### TASK BRIEF
Each line of the material below needs to be returned exactly as written.
++++ DATA RECORDS
PR #1651, opened 2017-03-12
fixed nltk.grammar.cfg_demo() Nonterminal division error

aetilley:
`from __future__ import division`

 makes slash ('/') division of non-terminals (and hence cfg_demo()) break.

### DIFF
++++++++
### TASK ANSWER
PR #1651, opened 2017-03-12
fixed nltk.grammar.cfg_demo() Nonterminal division error

aetilley:
`from __future__ import division`

 makes slash ('/') division of non-terminals (and hence cfg_demo()) break.

### DIFF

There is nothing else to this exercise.